___ Recorded information ___

PR #3965, opened 2024-11-01
Implement GPO and add administrative templates

### LINKED ISSUE #3727: Implement GPO policies

krschau:

Adds one policy that disables Dev Home.

## PR checklist
- [ ] Closes #3727
- [ ] Tests added/passed
- [ ] Documentation updated

### DIFF
--- a/common/Helpers/GPOHelper.cs
+++ b/common/Helpers/GPOHelper.cs
@@ -1,0 +1,82 @@
+﻿// Copyright (c) Microsoft Corporation.
+// Licensed under the MIT License.
+
+using Microsoft.Win32;
+
+namespace DevHome.Common.Helpers;
+
+public class GPOHelper
+{
+    private enum GpoRuleConfigured
+    {
+        WrongValue = -3, // The policy is set to an unrecognized value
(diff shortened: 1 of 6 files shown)


lauren-ciha (commented):
I was able to repro the GPO setting changes locally.

guimafelipe (approved):

dkbennett (approved):

common/Helpers/GPOHelper.cs
```diff
@@ -0,0 +1,82 @@
...
+            // keyName does not begin with a valid registry root.
+            return GpoRuleConfigured.NotConfigured;
+        }
+    }
+
+    private static bool EvaluateConfiguredValue(string registryValueName, GpoRuleConfigured defaultValue)
+    {
+        var configuredValue = GetConfiguredValue(registryValueName);
+        if (configuredValue < 0)
+        {
```
dkbennett, line 70: Should add a log entry here logging the evaluated value and that the default is being used since these are extraordinary cases. If it is supposed to be disabled but isn't because the value couldn't be read or was malformed, that would be helpful for troubleshooting to have the reason in the log.

PR #3984, opened 2024-11-16
Update sandbox dsc sample to use Repair-WinGetPackageManager

mdanish-kh:

The existing PowerShell script does not work for the latest version of WinGet. This is because VCLibs team has deprecated the Installer URL (https://github.com/microsoft/winget-cli/issues/4778) and no longer publish the latest version of VCLibs on the URL (WinGet uses VCLibs as a dependency). Updating the script to install [Microsoft.WinGet.Client](https://www.powershellgallery.com/packages/Microsoft.WinGet.Client/) PowerShell module & use `Repair-WinGetPackageManager` cmdlet to bootstrap WinGet.

This will unblock `winget configure https://aka.ms/sandbox.dsc.yaml`

## Validation steps performed

Manually validated the `sandbox.dsc.yaml` script with `winget configure`. The configuration successfully installs the latest version of WinGet

## PR checklist
- [ ] Closes #xxx
- [ ] Tests added/passed
- [ ] Documentation updated


mdanish-kh:
@denelon - I wasn't able to successfully run the `full.sandbox.dsc.yaml` configuration. It gets stuck on `Apply :: WindowsOptionalFeature [WindowsSandbox]`, but that's not related to the changes here. The configuration doesn't run for me without these changes as well

Manually validated the `sandbox.dsc.yaml` configuration tho, and it successfully installs the latest WinGet

denelon:
The issue with the "full" version is related to how DISM is called as a nested dependency. It's an OS related issue being fixed in newer versions of Windows. The only workaround I've found is to use "unpackaged" PowerShell 7 (an MSI based install) and then call it via `Get-WinGetConfiguration -File <path> | Invoke-WinGetConfiguration`.

denelon (approved):

mdanish-kh:
> The issue with the "full" version is related to how DISM is called as a nested dependency. It's an OS related issue being fixed in newer versions of Windows. The only workaround I've found is to use "unpackaged" PowerShell 7 (an MSI based install) and then call it via `Get-WinGetConfiguration -File <path> | Invoke-WinGetConfiguration`.

I see, I'm able to successfully run & validate the full version with the suggested approach

AmelBawa-msft (approved):

PR #4043, opened 2025-02-21
Remove MGD Extension from extensions list.

MattHyman:
Remove MGD Extension from extensions list.


jayaann (approved):
Depreciating Microsoft Game Dev Extension because of Windows DevHome product will be removed as of May 2025. 

https://github.com/microsoft/devhome/commit/d52734ce0e33a82af3313d24c3c2979c37b68bab

PR #75, opened 2017-09-27
Disable webpack-dev-server host checking, fix #69

### LINKED ISSUE #69: Configure webpack to allow host requests inside docker containers

corviday:
As discussed this morning, disable host header checking in the config for webpack-dev-server, as we only use webpack-dev-server in internal development and testing environments that aren't accessible by the outside world.

Tested by spinning up a docker container from this branch, which went uneventfully.


jameshiebert:
Great! Thanks for investigating this!

Issue #74, opened 2017-09-27
Remove serialized attributes passed by dropdown menus


corviday:
In several places in climate explorer, a user selects a combination of two variables from a single dropdown menu, such as start date and end date, or time resolution and time index. The selector then needs to notify a callback function which two (or more) items the user has picked.

As our selectors can only pass atoms to callback functions, it isn't possible to have the dropdown pass something like:
```JSON
{
  "timeres": "monthly",
  "time idx": 4
}
```
Right now dropdowns in climate explorer handle this by serializing the above object and passing it as a string to the callback function to be parsed back into an object, which works adequately, but is not ideal. It would be better to have the dropdowns pass an index to a list containing the relevant attributes instead.

corviday:
Refactored most instances of this antipattern while debugging issues with the TimeOfYearSelector for annual-only datasets (such as climdexes).

There's still a couple instances that pass a serialized object containing a run and a period, but there's a lot less flinging around of serialized objects than there was.

PR #79, opened 2017-09-29
Fix #78

### LINKED ISSUE #78: DualDataController selector does not change
I think that PR #73 may have introduced a bug to the "instance" Selector. The instance shown in the selector is stuck on the first entry.

Steps to reproduce:
1. See the deployment of pcic/climate-explorer-frontend:latest [here](http://docker2.pcic.uvic.ca:9998/compare)
1. Choose the "Annual cycle" plot
1. In the plot selector, select a "Dataset" that is not the first in the list (e.g. 'r1i1pi 2070-2099')

Expected result:
'r1i1pi 2070-2099' will be selected

Actual result:
The first element in the list (in this case 'r1i1p1 1961-1990') is selected

I'm guessing that it's a problem with [line 233 in the render function](https://github.com/pacificclimate/climate-explorer-frontend/blob/master/src/components/DualDataController/DualDataController.js#L233), but I'd be grateful if you could investigate.

FWIW the plot *does* change and the XHR requests to the `timeseries` API call are being made correctly, so I assume that the problem is just in the Selector rendering.

corviday:


corviday:
Arguably, it's already flagged for refactoring with #74. The repetitive code block would probably be a lot more straightforward without the whole dropdowns-passing-JSON-to-callbacks pattern.

PR #84, opened 2017-10-11
Map time select for multi-year spans, Fix #81

### LINKED ISSUE #81: Context-sensitive timestamp-selection dropdown in MapController
Currently the dropdown in MapController uses `util.timestampToTimeOfYear()` to generate the list of viewable timestamps in a file, which just displays a month, season, or "annual" based on the day of the year.

This isn't meaningful when viewing climdex data, where one file may extend over many years, leading to menus populated with dozens of items that just say "Annual". MapController needs to check whether there are timestamps from multiple years and if so, include the year in the dropdown and change the label of the dropdown to something other than "Time of Year".

corviday:


jameshiebert:
Looks pretty straightforward to me. Good work!

Issue #88, opened 2017-10-17
Help users find data that exists in the ensemble


corviday:
The `model`, `scenario`, and `variable` dropdown menus at the top of climate explorer let the user select between _all_ models, _all_ scenarios, and _all_ variables present in at least one file in the ensemble. If the user selects a combination that is not in the database (for example, `model: GISS-E2-R scenario: historical, rcp45 variable: altcddETCCDI` is not currently present in the `all_files` ensemble), climate explorer displays an error message (`No data matching selected parameters available`).

With the current ensembles, I've been seeing that message a lot. Anecdotally, it seems like over half the possible model / scenario / variable combinations a user could request are not available, at least in the `all_files` ensemble.

It might be nice if the UI indicated somehow what data exists, either by populating each selector with options available based on the other selectors (we'd need a selector hierarchy), or perhaps by indicating which options in each selector produce valid data at any given time (colouring them green or something).

On the other hand, if we intend to eventually have every variable, model, and scenario combination available, this doesn't matter much.

corviday:
Fixed by https://github.com/pacificclimate/climate-explorer-frontend/pull/98

PR #89, opened 2017-10-20
Graph and Map non multi-year-mean data

corviday:
The two major changes in this PR are:

- If the user views a dataset that is not structured to support the **Annual Cycle Graph** (monthly multi-year means) and the **Long Term Average Graph** (a timeseries of means), a **Timeseries Graph** of arbitrary resolution will be generated instead

- The map now allows the user to select the timeslice displayed separately for the raster and the isoline layers, which was necessary to support mapping different timesets at different resolutions, but will hopefully have other uses, like comparing two different time slices from the same dataset or something.

There were a lot of small adjustments needed to handle various strange edge cases and interactions. I'd appreciate it if @rod-glover and/or @jameshiebert could spare a little time to poke around the test dockers and see if there's any odd behaviour or bugs I didn't catch.

`all_files` ensemble: [MoTI portal](http://docker-dev01.pcic.uvic.ca:30210/moti), [climo portal](http://docker-dev01.pcic.uvic.ca:30210/climo), [comparison portal](http://docker-dev01.pcic.uvic.ca:30210/compare)

`all_CLIMDEX_files` ensemble: [MoTI portal](http://docker-dev01.pcic.uvic.ca:30211/moti), [climo portal](http://docker-dev01.pcic.uvic.ca:30211/climo), [comparison portal](http://docker-dev01.pcic.uvic.ca:30211/compare)

`all_downscale_files` ensemble: [MoTI portal](http://docker-dev01.pcic.uvic.ca:30212/moti), [climo portal](http://docker-dev01.pcic.uvic.ca:30212/climo), [comparison portal](http://docker-dev01.pcic.uvic.ca:30212/compare)

`all_GCM_files` ensemble: currently contains no files.


jameshiebert:
I think that the side-by-side layout of the compare page's map settings looks very good and works well. I do really like the "match time selection across variables" UI element (good idea!), but the implementation of it seems to be flaky.

E.g.:
* On load: the isolines Time of Year selector is unintuitively disabled
* Select "August" on the right and click the "match" button replaces both with annual (and enables both left and right sides)
* Select "Spring" on the left and the map will display "Spring" vs. "Summer", until you click the match button after which is maps Spring vs. Spring.
* Select "August" on the left and click match and both selectors go back to "Spring"

In short, it seems that there are a lot of state transitions here that are either unaccounted for or not properly handled.

The "Dataset Selector" on the "Annual Cycle" graph seems to be broken. I.e. it doesn't react to any changes in selection.

Selecting datasets "HadGEM2-CC" and "historical,rcp85", everything grinds to a halt. The map refuses to load and the Timeseries plot errors out.

That's all I have found so far, but I'll keep digging....

corviday:
Thanks, that's great feedback!
1. **map time matching**
It sounds like the time stamp matching is actually working as intended, but what's intended is apparently horribly unintuitive and confusing. :) The timestamp matching button is an on/off toggle, not a "copy times right now" action. When it's on, which it is by default, the isoline time selector is disabled and both map layers use the time displayed in the raster layer's selector.

What does this need? Would making it an action, not a setting (maybe two arrows, one to copy from raster to isoline, one vice versa) make more sense? Would a better tooltip explanation of the button help, like "turn on time matching" or something?

2. Annual Cycle Dataset selector
I'll look into that, that's definitely a bug.

3. HadGem2-CC historical,rcp85 
This model / scenario / variable combination doesn't exist. Isn't in the database. Is there a better way to convey this that the "**No data matching selected parameters available**" message on the plot? Would loading the background tiles of the map even if there's no data to show be an improvement?

Long term, it's a seperate issue, #88 , but it's especially bad in the all_data ensemble because each scenario exists as both "historical,rcpXX" and "historical, rcpXX", doubling the amount of non-existant data sets one could conceivably select.

jameshiebert:
re: map time matching, that makes a lot more sense given your explanation. I was definitely interpreting the button as a "copy" action rather than a toggle setting. A tooltip or some cue to the user would probably help. That said, the layers seem to update on change with the toggle is set to "off", but I haven't been able to trigger a layer update when the toggle is set to "on". The console shows "ReferenceError: dataset is not define", so there's some problem there that's not being handled at the moment.

corviday:
Some netCDF files use the same variable_id, but give it different descriptions. Here's an example:

```JSON
"rx1dayETCCDI_mon_BCCAQ_MRI-CGCM3_historical-rcp26_r1i1p1_19500116-21001216": {
    "ensemble_member": "r1i1p1",
    "timescale": "monthly",
    "start_date": "1950-01-16T00:00:00Z",
    "institution": "MRI",
    "experiment": "historical, rcp26",
    "end_date": "2100-12-16T00:00:00Z",
    "variables": {
      "rx1dayETCCDI": "Monthly Maximum 1-day Precipitation"
    },
    "model_name": null,
    "multi_year_mean": false,
    "model_id": "MRI-CGCM3"
  },
"rx1dayETCCDI_yr_BCCAQ_CCSM4_historical-rcp85_r2i1p1_19500702-21000702": {
    "ensemble_member": "r2i1p1",
    "timescale": "yearly",
    "start_date": "1950-07-02T00:00:00Z",
    "institution": "NCAR",
    "experiment": "historical, rcp85",
    "end_date": "2100-07-02T00:00:00Z",
    "variables": {
      "rx1dayETCCDI": "Annual Maximum 1-day Precipitation"
    },
    "model_name": null,
    "multi_year_mean": false,
    "model_id": "CCSM4"
  },
```

The first file uses `rx1dayETTCCDI` as a monthly variable, the second as an annual variable. They have the same variable_id, but different descriptors. This is the cause of the variable selection menu weirdness @jameshiebert noticed this morning; climate explorer currently assumes that a given `variable_id` always means the same thing.

Short term, I'll add a workaround, but I think the long term fix should probably be to ask the scientists to use separate `variable_ids` for differently scaled indices.

corviday:
I've added a temporary function that produces a single hard-coded description for the variables with multiple descriptions in different files (rx1dayETCCDI, txxETCCDI, tnxETCCDI, rx5dayETCCDI, txnETCCDI, and tnnETCCDI). This avoids the issue with trying to add the same variable to the variable dropdown menu multiple times and ending up with non-matching variable names and descriptions and undefined variables.

It doesn't allow the user to indicate _which_ rx1dayETCCDI (for example) they're interested in seeing. In practice, this means that timestamps from _both_ yearly indices and monthly indices will be available in the map, but the timeseries graph will show one or the other at random (whichever is returned first by the multimeta query).

Long term, consistent variable metadata is the preferred solution, but this workaround keeps things from going too off the rails right now.

jameshiebert:
So, I don't think that I'd agree with the assessment that there should be different variable ids for different timescales. The problem isn't that the metadata isn't consistent or complete and descriptive enough; it's that we don't have enough control on the page to disambiguate one dataset from another. I.e., we have multiple attributes in the metadata (timescale, multi_year_mean, ...) for which there is no UI control to be able to select.

I propose that we add a timescale state variable that *for now* is just hard-coded to `yearly|seasonal`, that serves as a filter on the datasets. If at some point, we are able to support monthly data in a performant manner, than we can add a control somewhere that allows the user to select different timescales.

Does this sound like a reasonable way forward?

corviday:
I could be wrong, but my understanding (from talking to @rglover) is that the majority of climdex files already treat monthly and yearly indices as separate variables; there are just a small number of files that don't and mess up the UI with multiple descriptions of their variable ids. (About sixty files across five variable ids, I think, though I don't have access to the list on Confluence right now). I believe his long term plan is to make the outliers match the majority.

rod-glover:
That is correct. There is currently a set of 60 or 80 CLIMDEX files that use the wrong variable name for an annual index. The indices in question are defined as monthly in the standard, but locally scientists also computed annual versions of these indices but did not choose a new name for them. This confused the datasets. It one of the very first things on my list today to attend to.

PR #98, opened 2017-11-22
Disable dropdown parameters that do not describe any dataset

corviday:
This change treats the parameter selectors (Model, Scenario, Year) as a left to right hierarchy, and disables any unavailable options based on selections higher in the hierarchy. The user can freely select any model. Any variables not present in that model will be disabled in the `Variable Selection` dropdown. Any emissions scenario unavailable for both the selected variable and model will be disabled in the `Emissions Scenario` dropdown.

It's still possible to specify nonexistent data parameters. For example if the user is looking at a variable and then switches models to one that doesn't have that variable, they'd get the usual error message (`No data matching selected parameters available`). But the visual cues should make it a lot easier to find data.

The selectors are a little less pretty now.

### DIFF
--- a/src/components/AppController/AppController.js
+++ b/src/components/AppController/AppController.js
@@ -34,17 +34,24 @@ var App = React.createClass({
   },
 
   render: function () {
+    //hierarchical selection: model, then variable, then experiment
+    var modOptions = this.getMetadataItems('model_id');
+    var varOptions = this.markDisabledMetadataItems(this.getVariableIdNameArray(),
+        this.getFilteredMetadataItems('variable_id', {model_id: this.state.model_id}));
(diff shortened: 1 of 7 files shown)


corviday:
[Docker for this branch](http://docker-dev01.pcic.uvic.ca:30030/climo)

If you switch models to HadGEM2-CC, you should see that most of the variables are disabled. If you pick a variable that isn't disabled, you should see that rcp85 is the only available emissions scenario.

jameshiebert:
The functionality seems to work great!

jameshiebert:
Hey @corviday can you fix the conflicts in this PR and verify that everything still works OK?

jameshiebert:
This works great. Great work!

Issue #93, opened 2017-11-11
Selected area outline on map disappears if invalid data parameters selected


corviday:
If a user selects a set of data parameters (model, scenario, variable) which are not in the database, the map disappears, to keep users from looking at the map and thinking it shows their (invalid) selection.

If the user later selects a valid set of data parameters, the map reappears, but without the polygon showing the selected area, even though the selected area is still set in state. This gives the user no indication they're still working with a geographic selection, but they are.

Issue #91, opened 2017-11-02
Map sometimes has opacity set to 100% on overlay layers


corviday:
This bug seems to happen on initial load; changing datasets or timestamps fixes it. Need to look at calls to ncWMS and see what opacity value is being passed. If the overlay layers are opaque, context isn't visible to the user.

corviday:
Okay, it looks like when you initialize a layer and pass in a set of `params`, any` params` the layer itself understands are used to initialize the layer. It stores any parameter it doesn't understand and passes them to ncWMS on the assumption that they are WMS parameters.

After the layer is already initialized, it assumes all `params` it receives are for WMS, which makes some sense, though it does result in strange behaviours around parameter names used by both ncWMS and Leaflet.

Issue #80, opened 2017-10-03
Opening map settings menu sometimes undoes autoscaling


corviday:
**Steps to reproduce:**

- Select a temperature-based variable like tasmin or tasmax
- Using map settings menu, switch from viewing "Annual" temperatures to viewing June temperatures. The map will be mostly blank, as most June temperatures are outside the scale established by annual temperatures
- Close map settings menu and hit autoscale button. Entire map will be drawn as expected
- Open map settings menu again. It will return to the mostly blank pre-autoscale map

**Expected behaviour**
- Autoscaled map should remain autoscaled when a menu is opened

corviday:
Probable fix for the bug in question: make sure selecting a new date/time in MapController marks the previous minmax stored in state dirty.

Probably also needs to be done to prevent more subtle bugs: have autoscaling do a callback to update stored minmax as well.

corviday:
This issue exists in `master` as well as `feature/64`, and my previous guess as to its cause is incorrect.

PR #100, opened 2017-11-28
Map usability fixes

corviday:
- Fixes a bug that caused the map to refresh (losing any user changes like autoscaling) every time the map settings menu was opened ( #80 )

- Fixes a bug that caused inconsistent transparency handling of map layers, resulting in the raster layer sometimes rendered opaquely, so that a user couldn't see the context underneath. ( #91 )

- If the map is initialized while the "area" parameter was already set, the area wasn't being drawn or indicated in any way, which has now been corrected. ( #93 )


jameshiebert:
All looks good to me. Nice work!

___

Problem to solve> Would you retype exactly the lines above, from the line with "Map usability fixes" to the line with "- Fixes a bug that caused inconsistent", with both end lines kept and nothing more?

Response to this task>
Map usability fixes

corviday:
- Fixes a bug that caused the map to refresh (losing any user changes like autoscaling) every time the map settings menu was opened ( #80 )

- Fixes a bug that caused inconsistent transparency handling of map layers, resulting in the raster layer sometimes rendered opaquely, so that a user couldn't see the context underneath. ( #91 )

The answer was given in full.